Puis ré-emerge ce qui posait problème, et tiens-nous au courant,

Amicalement,

----------

## masterinferno

Ok ok... ça confirme ce que je pensais...la swap est trop petite...  :Sad: 

Mais c'est bizarre, elle n'était jamais pleine quand je lançais un emerge... :Rolling Eyes: 

Par contre, j'ai pas de partition de libre, ni de place de libre... donc à ma prochaine installation de Gentoo, je réduirais ma / pour avoir plus de place pour la swap...

256 suffisent ou il faut 512 ?

je vous tiendrai au courant  :Wink: 

----------

## kwenspc

oui et vérifis bien aussi dans tes règles cron qu'il ne lance pas slocate tout les jours (/etc/cron.daily/ )

perce quand il se lance chez moi il bouffe aussi pas mal de ressources (sans bloquer ma machine toutefois)

----------

## blaznyoght

256 en swap ou en Ram ?

à mon humble avis 256Mo de Ram ça commence à être juste de nos jours et vu le faible prix de la RAM (faut en profiter), Le confort ajouté par l'investissement minime dans 256Mo supplémentaire pourrait être intéressant.

En ce qui concerne la swap, faut savoir que lorsque Linux ne trouve plus de mémoire disponible il tue comme un bourrin les processus utilisant trop de mémoire (je pense que les compiles avec -pipe et xorg par exemple font partis des processus qui auraient de grandes chances d'être ciblés.)

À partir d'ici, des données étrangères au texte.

PR #908, opened 2015-06-02
workshop update

Divran:
@Nebual @TomyLobo @AbigailBuccaneer @Jack37
in response to a369cf7


oldmud0:
Is there any way to detect that the quirk exists and use the workaround when it's detected? Once the hotfix is applied then we won't have to do anything.

Divran:
@oldmud0 this fix works even if the bug is fixed in gmod, so we won't see another similar problem when they fix it on their end.

Divran:
We should merge this now. People are complaining that E2 is broken more and more
@Nebual 

Even if they fix it in gmod, the workaround I used won't break it again (it works fine even if team garry fixes it on their end), so we can take our time to revert that.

Pour définir la taille de la swap j'ai vu différente règle, genre 125% de la RAM ou 200%. A mon avis le bon choix se situe dans cette fourchette en tenant compte de ce que je disais précédemment sur le noyau qui se prend pour un serial-killer. donc pour 256Mo de Ram le grand minimum si tu utilises des applis gourmantes en RAM (kde et consort) serait de 512Mo.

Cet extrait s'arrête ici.